6. __References__ just lists the key reference(s). These are worth digging out if we really need to know the 'hows' and 'whys' of a function. We can often skip this information. The one exception is if the function implements a particular statistical tool. In that case it's sensible to go away and read the literature before trying to use it.
7. __See Also__ gives links to the help pages of related functions. These are usually functions that do something similar to the function of interest or are meant to be used in conjunction with it. We can often learn quite a bit about packages or related functions by following the links in this section.
8. __Examples__ provides one or more examples of how to use the function. These are stand-alone examples, so there's nothing to stop us running them. This is often the most useful section of all. Seeing a function in action is a very good way to cut through the jargon and understand how it works.

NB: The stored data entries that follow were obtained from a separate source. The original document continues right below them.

PR #1213, opened 2020-04-06
Make fd shortcut callable

mloubout:
Fd shortcut are now callable to allow change of fd_order/x0/side


devito/finite_differences/derivative.py
```diff
@@ -73,6 +73,14 @@ class Derivative(sympy.Derivative, Differentiable):
 
     >>> u.dx2
     Derivative(u(x, y), (x, 2))
+
+    Derivative object are also callable to change default setup:
```
FabioLuporini, line 77: probably Function and TimeFunction docstrings to be updated too?

devito/finite_differences/derivative.py
```diff
@@ -141,6 +149,24 @@ def __new__(cls, expr, *dims, **kwargs):
         obj._x0 = kwargs.get('x0', None)
         return obj
 
+    def __call__(self, x0=None, fd_order=None, side=None):
```
FabioLuporini, line 152: this will require some engineering to make it **super quick**

devito/finite_differences/derivative.py
```diff
@@ -141,6 +149,24 @@ def __new__(cls, expr, *dims, **kwargs):
...
+        self._fd_order = fd_order or self._fd_order
```
FabioLuporini, line 153: Actually, just noticed this. State can't and shouldn't change. And in fact, i don't see why you need to change it at this point

devito/finite_differences/derivative.py
FabioLuporini: e.g., use try-catch instead of isinstance below

however, this will need some profiling with cProfile I suspect

devito/finite_differences/tools.py
```diff
@@ -169,20 +189,71 @@ def generate_indices(func, dim, order, side=None, x0=None):
...
+    Returns
+    -------
+    Ordered list of indices
+    """
     shift = 0
+    # Min/max offsets for indices
+    o_start = -order//2
+    o_end = order//2 + 1
+    # Shift if x0 is not on the grid
+    offset_c = 0 if sympify(x0).is_Integer else (dim - x0)/dim.spacing
```
FabioLuporini, line 215: probably best with a try-catch because sympify is slow

we need to make sure these routines are as quick as possible

devito/finite_differences/derivative.py
mloubout: Why? This is  a Derivative feature.

devito/finite_differences/derivative.py
mloubout: >this will require some engineering to make it super quick
This is done a single time, so there won't be much of a hit, and it's a single simple change

devito/finite_differences/tools.py
mloubout: Again, will be done once and only once

devito/finite_differences/derivative.py
mloubout: This is changed here because the rest is ignored if x0 is None.

devito/finite_differences/tools.py
mloubout: And this is only done on `x0` that is a Symbol or a Number, not an expression.

devito/finite_differences/derivative.py
FabioLuporini: because I was still sleepy when I wrote it this morning. Ignore me

devito/finite_differences/derivative.py
```diff
@@ -129,17 +167,37 @@ def __new__(cls, expr, *dims, **kwargs):
...
+        except AttributeError:
+            raise TypeError("Multi-dimensional Derivative, input expected as a dict")
+
+        return self._new_from_self(fd_order=_fd_order, x0=new_x0)
+
+    def _new_from_self(self, **kwargs):
+        _kwargs = {'deriv_order': self.deriv_order, 'fd_order': self.fd_order,
+                   'side': self.side, 'transpose': self.transpose, 'subs': self._subs,
+                   'x0': self.x0, 'preprocessed': True}
+        _kwargs.update(**kwargs)
```
FabioLuporini, line 201: more pythonic (no need for extra support variable) as:

```
kwargs = {......, **kwargs}
```

devito/finite_differences/derivative.py
```diff
@@ -129,17 +169,37 @@ def __new__(cls, expr, *dims, **kwargs):
...
+            _side = side or self._side
+            new_x0 = {self.dims[0]: x0} if x0 is not None else self.x0
+            return self._new_from_self(fd_order=_fd_order, side=_side, x0=new_x0)
+
+        if side is not None:
+            raise TypeError("Side only supported for first order single"
+                            "Dimension derivative such as `.dxl` or .dx(side=left)")
+        # Cross derivative
+        new_x0 = self._x0 or {}
+        _fd_order = self.fd_order._getters
```
FabioLuporini, line 186: watch out: this is changing state because you're *updating* (line below) `self.fd_order._getters` in-place

devito/finite_differences/derivative.py
```diff
@@ -129,17 +169,37 @@ def __new__(cls, expr, *dims, **kwargs):
...
+            _fd_order = fd_order or self._fd_order
+            _side = side or self._side
+            new_x0 = {self.dims[0]: x0} if x0 is not None else self.x0
+            return self._new_from_self(fd_order=_fd_order, side=_side, x0=new_x0)
+
+        if side is not None:
+            raise TypeError("Side only supported for first order single"
+                            "Dimension derivative such as `.dxl` or .dx(side=left)")
+        # Cross derivative
+        new_x0 = self._x0 or {}
```
FabioLuporini, line 185: nitpicking: why `new_x0` and not just `_x0` like all other variables?

devito/finite_differences/derivative.py
```diff
@@ -153,35 +213,37 @@ def _xreplace(self, subs):
...
     def x0(self):
         return self._x0
 
-    @property
+    @cached_property
     def fd_order(self):
         return self._fd_order
 
-    @property
+    @cached_property
```
FabioLuporini, line 234: remove all cached_properties when you're just returning a field (ie the property has 0 cost), because they will be of no help (in fact, they might increase access time and storage requirements!)

devito/finite_differences/derivative.py
mloubout: I prefer it split to have the default and the updated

## Vignettes and demos {#vignettes}
The Oxford English Dictionary defines a vignette as, "A brief evocative description, account, or episode." The purpose of a package vignette in R is to provide a relatively brief, practical account of one or more of its features. Not all packages come with vignettes, though many of the best thought out packages do. We use the `vignette` function to view all the available vignettes in Rstudio. This will open up a tab that lists each vignette under their associated package name along with a brief description. A package will often have more than one vignette. If we just want to see the vignettes associated with a particular package, we have to set the `package` argument. For example, to see the vignettes associated with __dplyr__ we use:
```{r, eval=FALSE}
vignette(package = "dplyr")
```
Each vignette has a name (the "topic") and is available either as a PDF or HTML file (or both). We can view a particular vignette by passing the `vignette` function the `package` and `topic` arguments. For example, to view the "data_frames" vignette in the __`dplyr`__ package we would use:
```{r, eval=FALSE}
vignette(topic = "data_frames", package = "dplyr")
```
The `vignette` function is fine, though it is usually more convenient to browse the list of vignettes inside a web browser. This allows us to open a particular vignette directly by clicking on its link, rather than working at the Console. We can use the `browseVignettes` function to do this:
```{r, eval=FALSE}
browseVignettes()
```
This will open a page in our browser showing the vignettes we can view. As one should expect by now, we can narrow our options to a specific package by setting the `package` argument.
In addition to vignettes, some packages also include one or more 'demos' (demonstrations). Demos are a little like vignettes, but instead of just opening a file for us to read, the demo function can actually runs a demonstration R scripts. We use the `demo` function (without any arguments) to list the available demos:
```{r, eval=FALSE}
demo()
```
When we use the `demo` function like this it only lists the demos associated with packages that have been loaded in the current session (via `library`). If we want to see all the demos we can run we need to use the somewhat cryptic `demo(package = .packages(all.available = TRUE))`.
In order to actually run a demo we use the `demo` function, setting the `topic` and `package` arguments. For example, to run the "colors" demo in the __grDevices__ package we would use:
```{r, eval=FALSE}
demo(colors, package = "grDevices", ask = FALSE)
```
This particular demo shows off some of the pre-defined colours we might use to customise the appearance of a plot. We've suppressed the output though because so much is produced.